Task statement: Retype the records exactly, with nothing added or dropped.

Collected data
------------------------------------------------
PR #1540, opened 2019-09-25
Add "unfavorite" label.

chexxor:
Just wanted to float this idea past you maintainers.

I saw a filled-in star on a toot, but I couldn't figure out whether I had already favorited it or not. I hovered over it and saw it said "Favorite", so I thought if I click it then it will favorite the toot. It actually unfavorited it.

So let me know what you think!

I didn't test this yet, btw.

### DIFF
--- a/src/routes/_components/status/StatusToolbar.html
+++ b/src/routes/_components/status/StatusToolbar.html
@@ -19,7 +19,7 @@
     ref:reblogIcon
   />
   <IconButton
-    label="Favorite"
+    label="{favoriteLabel}"
     pressable="true"
     pressed={favorited}
     href="#fa-star"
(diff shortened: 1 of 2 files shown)


nolanlawson:
This sounds great to me! Seems like a true bug that we overlooked.

There is a minor syntax error, but I can fix that, no worries. Thank you!

nolanlawson:
OK, I fixed up the syntax issue. Also I noticed that we made the same mistake for Boost/Unboost, so I fixed that that.

Thanks for pointing this out! Amazing that this bug went by unnoticed for so long. It's also an accessibility fix for screenreader or assistive technology users. :)

chexxor:
I really appreciate the kindness and help with finishing this small change! Thank you for maintaining this project!

PR #1550, opened 2019-10-07
fix: fix uploading photos on iOS 13

### LINKED ISSUE #1546: Cannot attach photos from iOS
On iOS when you use the camera icon to attach photos / take a photo it opens the File explorer and not the photos app or camera. These are files/documents and not the media stored on the device.

nolanlawson:
fixes #1546

This should fix it anyway, but I don't have an iOS 13 device, nor do I have a great setup for debugging iOS (Ubuntu sadface) so I'm mostly just guessing here.

### DIFF
--- a/package.json
+++ b/package.json
@@ -142,6 +142,7 @@
       "NodeList",
       "NotificationEvent",
       "OffscreenCanvas",
+      "PointerEvent",
       "URL",
       "WebSocket",
       "__assets__",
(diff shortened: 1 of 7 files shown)


iliana:
Reporting that this works as a PWA on iOS 13.1.2 with Pinafore 1.15.0, where it didn’t work in 1.13.1.

PR #579, opened 2023-03-24
Hide the creative-only DO blocks from the replace window

uecasm:
- Removes the creative-only (texture-shifting) DO blocks from the scan tool replace window, to reduce likelihood of accidentally including them in schematics.
    - "Real" DO blocks that you have in your inventory still appear in the list.

Review please


uecasm:
Side note: while testing this I noticed that scrolling quickly to the end of the block list and clicking the Select button will usually select entirely the wrong block.  Clicking again after waiting a bit resolves this.  I haven't looked too closely but I assume this is a BlockUI issue.

marchermans (approved):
------------------------------------------------
Answer box:
PR #1540, opened 2019-09-25
Add "unfavorite" label.

chexxor:
Just wanted to float this idea past you maintainers.

I saw a filled-in star on a toot, but I couldn't figure out whether I had already favorited it or not. I hovered over it and saw it said "Favorite", so I thought if I click it then it will favorite the toot. It actually unfavorited it.

So let me know what you think!

I didn't test this yet, btw.

### DIFF
--- a/src/routes/_components/status/StatusToolbar.html
+++ b/src/routes/_components/status/StatusToolbar.html
@@ -19,7 +19,7 @@
     ref:reblogIcon
   />
   <IconButton
-    label="Favorite"
+    label="{favoriteLabel}"
     pressable="true"
     pressed={favorited}
     href="#fa-star"
(diff shortened: 1 of 2 files shown)


nolanlawson:
This sounds great to me! Seems like a true bug that we overlooked.

There is a minor syntax error, but I can fix that, no worries. Thank you!

nolanlawson:
OK, I fixed up the syntax issue. Also I noticed that we made the same mistake for Boost/Unboost, so I fixed that that.

Thanks for pointing this out! Amazing that this bug went by unnoticed for so long. It's also an accessibility fix for screenreader or assistive technology users. :)

chexxor:
I really appreciate the kindness and help with finishing this small change! Thank you for maintaining this project!

PR #1550, opened 2019-10-07
fix: fix uploading photos on iOS 13

### LINKED ISSUE #1546: Cannot attach photos from iOS
On iOS when you use the camera icon to attach photos / take a photo it opens the File explorer and not the photos app or camera. These are files/documents and not the media stored on the device.

nolanlawson:
fixes #1546

This should fix it anyway, but I don't have an iOS 13 device, nor do I have a great setup for debugging iOS (Ubuntu sadface) so I'm mostly just guessing here.

### DIFF
--- a/package.json
+++ b/package.json
@@ -142,6 +142,7 @@
       "NodeList",
       "NotificationEvent",
       "OffscreenCanvas",
+      "PointerEvent",
       "URL",
       "WebSocket",
       "__assets__",
(diff shortened: 1 of 7 files shown)


iliana:
Reporting that this works as a PWA on iOS 13.1.2 with Pinafore 1.15.0, where it didn’t work in 1.13.1.

PR #579, opened 2023-03-24
Hide the creative-only DO blocks from the replace window

uecasm:
- Removes the creative-only (texture-shifting) DO blocks from the scan tool replace window, to reduce likelihood of accidentally including them in schematics.
    - "Real" DO blocks that you have in your inventory still appear in the list.

Review please


uecasm:
Side note: while testing this I noticed that scrolling quickly to the end of the block list and clicking the Select button will usually select entirely the wrong block.  Clicking again after waiting a bit resolves this.  I haven't looked too closely but I assume this is a BlockUI issue.

marchermans (approved):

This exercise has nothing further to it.